Kalau anak masih balita, bisa didongengin dengan kisah-kisah sarat pesan, yang diambil dari kisah nabi atau orang hebat lainnya. Pesan pesan kebaikan, biarlah dibawa dalam tidurnya, menjadi mimpi yang akan memotivasi untuk mengejar di kemudian hari.
------
Para ayah dan ibu, demikian beberapa moment romantis yang mungkin kalian bisa dimanfaatkan untuk membangun kedekatan dengan anak. Kalau ternyata masih ada moment lain tak kalah romantis, monggo silakan menambahkan atau bisa membuat artikel lain untuk melengkapi.
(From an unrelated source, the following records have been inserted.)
PR #802, opened 2022-01-20
Debug issue with the ruby standalone and git on PR requests

TimothyJones:
Not to be merged, just to peek under the hood of the interaction between github's checkout and the ruby standalone


YOU54F:
Thanks for this @TimothyJones.

Closing now as we have resolved the issue with the builds now!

Masa kecil annak-anak itu berlaku sangat singkat, kita orangtua akan sadar setelah anak bertumbuh dan mulai menolak ajakan pergi bersama. Ketika anak-anak beranjak puber, secara alami dia akan mengarungi dunianya, mulai enggan sering-sering dengan orangtuanya.
Memanfaatkan kebersamaan semasa anak masih kecil, bisa menjadi strategi memupuk memori tentang si orangtua di mata anak. Sehingga ketika kelak mereka dewasa, orangtua adalah orang yang kali pertama dituju baik dalam lahir maupun batinnya.